• DATA
PR #477, opened 2023-03-21
Replace commerical page with tech docs

tisonkun:
### Documentation

- [x] `doc` 
- [ ] `doc-required` 
- [ ] `doc-not-needed` 
- [ ] `doc-complete`


tisonkun:
I'm going to prepare a new commit to trim all trailing space for docs. So that we don't review such large portion of whitespace changes later.

PR #481, opened 2023-03-21
[feat] Add canonical link for SEO

tisonkun:
This closes https://github.com/apache/pulsar/issues/18190.

Here are some screenshots for the result:

image
image

The "canonical" link are the only element in head metadata, no duplicate or confusion.

### Documentation

- [ ] `doc` 
- [ ] `doc-required` 
- [x] `doc-not-needed` 
- [ ] `doc-complete`

### DIFF
--- a/src/theme/DocPage/index.tsx
+++ b/src/theme/DocPage/index.tsx
@@ -18,6 +18,8 @@ function createCanonicalHref(props: Props): string {
   const {siteConfig} = useDocusaurusContext();
   const {versionMetadata, location, match} = props;
   if (versionMetadata.version === 'current') {
+    // 1. The NEXT version docs should not forward to the latest stable version
+    // 2. Other plugins-doc instance (contribute, release-note, ...) happens to keep the link
     return siteConfig.url + useBaseUrl(location.pathname);
   }
   const basename = location.pathname.replace(match.path, '');
--- a/src/theme/DocPage/index.tsx
+++ b/src/theme/DocPage/index.tsx
@@ -5,7 +5,7 @@ import {
   DocsSidebarProvider,
   DocsVersionProvider,
   docVersionSearchTag,
-  useDocRouteMetadata, useDocsVersion,
+  useDocRouteMetadata,
 } from '@docusaurus/theme-common/internal';
 import DocPageLayout from '@theme/DocPage/Layout';
 import NotFound from '@theme/NotFound';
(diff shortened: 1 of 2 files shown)


src/theme/DocPage/index.tsx
```diff
@@ -0,0 +1,74 @@
...
+        tag={docVersionSearchTag(
+          versionMetadata.pluginId,
+          versionMetadata.version,
+        )}
+      />
+      <PageMetadata>
+        {versionMetadata.noIndex && (
+          <meta name="robots" content="noindex, nofollow" />
+        )}
+        <link rel="canonical" href={createCanonicalHref(props)}/>
```
tisonkun, line 43: Only this line and the function `createCanonicalHref` are changed. Other lines are ejected internal logics which are already existing.

src/theme/DocPage/index.tsx
```diff
@@ -0,0 +1,74 @@
...
+    <>
+      <SearchMetadata
+        version={versionMetadata.version}
+        tag={docVersionSearchTag(
+          versionMetadata.pluginId,
+          versionMetadata.version,
+        )}
+      />
+      <PageMetadata>
+        {versionMetadata.noIndex && (
```
tisonkun, line 40: Actually, if we properly configure `noIndex`, we can exclude old versions docs being indexed by the search engine.

The canonical link tweak can bring old links don't exist in latest version, but as we set up redirections properly, it's not a big problem.

cc @vinayrajsn @momo-jun @dave2wave thoughts?

urfreespace (approved):
awesome job, LGTM

tisonkun:
Merging...

Let's see if it helps.

src/theme/DocPage/index.tsx
tisonkun: Search engine reindex pages periodically.

momo-jun:
Hi @tisonkun, I wanted to ask a follow-up question on the logic that decides which canonical URLs to return in the Google results.

IIUC, the current adopted strategy is to enable two types of canonical links:
- `next` version uses `/next/` in the canonical URLs
- all the other versions use the latest stable version number in the canonical URLs

Then what logic decides the canonical URL to return in the Google results if the keyword exists in both the `next` version and earlier versions? In my observation, the behavior is random, so I'm wondering about the logic behind this.

For example, for "pulsar throttling", the next version shows: 
image

And for "pulsar functions", the latest stable version shows:
image

tisonkun:
> the behavior is random

Yes. IIRC there are some approaches we can hint the search engine about page "weight", but I'm not quite clear how we can implement it for our website now :)

PR #486, opened 2023-03-22
[improve][doc] Add schema support for python functions

momo-jun:
### Modification

Add docs for https://github.com/apache/pulsar/pull/18432
1. Add a table to show the supportability of schema types for language-specific function instances
2. Add a link to newly supported Python code examples.

Preview screenshot:

image

### Documentation

- [x] `doc` 
- [ ] `doc-required` 
- [ ] `doc-not-needed` 
- [ ] `doc-complete`


momo-jun:
Hi @jiangpengcheng, @freeznet , can you pls review the doc PR?

jiangpengcheng (approved):

freeznet (approved):

docs/functions-develop-schema-registry.md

• EXERCISE
Filter the data down to the lines that contain the string "approved", and copy them.

• EXERCISE ANSWER
urfreespace (approved):
jiangpengcheng (approved):
freeznet (approved):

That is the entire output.